O Censo 2022 trouxe uma surpresa para quem acompanha a evolução dos segmentos religiosos no Brasil: houve uma desaceleração no ritmo de crescimento dos evangélicos, o que já levou especialistas no tema a rever suas projeções para as próximas décadas.
Imaginava-se que, a esta altura do século 21, os brasileiros que professam alguma fé evangélica teriam alcançado cerca de um terço do país —hipótese razoável quando se considera que o contingente era de 6,5% em 1980 e saltou para 21,6% em 2010. Mas não foi o que aconteceu.
De acordo com os dados que o Instituto Brasileiro de Geografia e Estatística (IBGE) acaba de divulgar, os evangélicos são 26,9% da população. Constituem, assim, o segundo maior bloco religioso, atrás dos católicos, que montam a 56,7%. Ambos os grupos ficam muito à frente de espíritas (1,8%) e de praticantes da umbanda e do candomblé (1%).
Mas há uma imprecisão no recorte. O “bloco” não deve ser entendido como um grupo homogêneo de pessoas que manifestam a religiosidade da mesma maneira.
Sabe-se há bastante tempo que, entre os católicos, a fé se expressa de modos muitos distintos, a ponto de ser conhecida a figura do “católico não praticante”. Entre os evangélicos, a existência de inúmeras denominações talvez seja a evidência mais óbvia contra interpretações monolíticas.
Uma pesquisa do Datafolha em junho de 2024 captou bem essa diversidade. Depois de ouvir eleitores paulistanos que se declaram evangélicos, o instituto identificou divergências expressivas entre a opinião dos entrevistados e algumas pautas que o bolsonarismo defende para supostamente contentar esse público.
Mas isso não significa que inexista uma aproximação, e é natural que Jair Bolsonaro (PL) e seus aliados procurem explorá-la eleitoralmente. Até porque outra pesquisa do Datafolha, esta de 2022, mostrou que 49% dos brasileiros dizem dar muita importância à religião ou à fé do candidato na hora de definir o voto.
Cientes disso, faz tempo que políticos de todos os partidos se lançam em romarias nas eleições.

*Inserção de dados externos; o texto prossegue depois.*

Issue #9343, opened 2024-05-08
Binned stacked area doesn't correctly filter null 


kanitw:
## Bug Description

Describe how to reproduce this bug. Provide an [minimal, reproducible example](https://stackoverflow.com/help/minimal-reproducible-example) spec in JSON, wrapped by triple backticks like this:

```json
{
  "$schema": "https://vega.github.io/schema/vega-lite/v5.json",
  "data": {"url": "data/movies.json"},
  "mark": "area",
  "encoding": {
    "x": {
      "bin": true,
      "field": "IMDB Rating"
    },
    "y": {"aggregate": "count"},
    "color": {"field": "Major Genre"}
  }
}
```

<img width="393" alt="image" src="https://github.com/vega/vega-lite/assets/111269/1a9ba4e1-b51e-40cc-a384-897c28a56d06">

PR #9344, opened 2024-05-08
fix(#9343): binned stacked area now correctly filter null values

kanitw:
binned stacked area now correctly filter null values

See the example fixed in the 4th commit.


yhoonkim (approved):
LGTM!

domoritz:
Nice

Visitas desse tipo costumam proporcionar gafes e cenas de hipocrisia explícita, mas, como regra, fazem parte do jogo democrático.
O que não se pode aceitar é que a laicidade do Estado seja questionada. Os cidadãos têm o direito de escolher sua crença, e o poder público tem o dever de respeitar todas elas, pouca importa o tamanho que alcancem. Como o Censo mostra, a demografia muda, e um grupo majoritário hoje pode ser minoritário amanhã.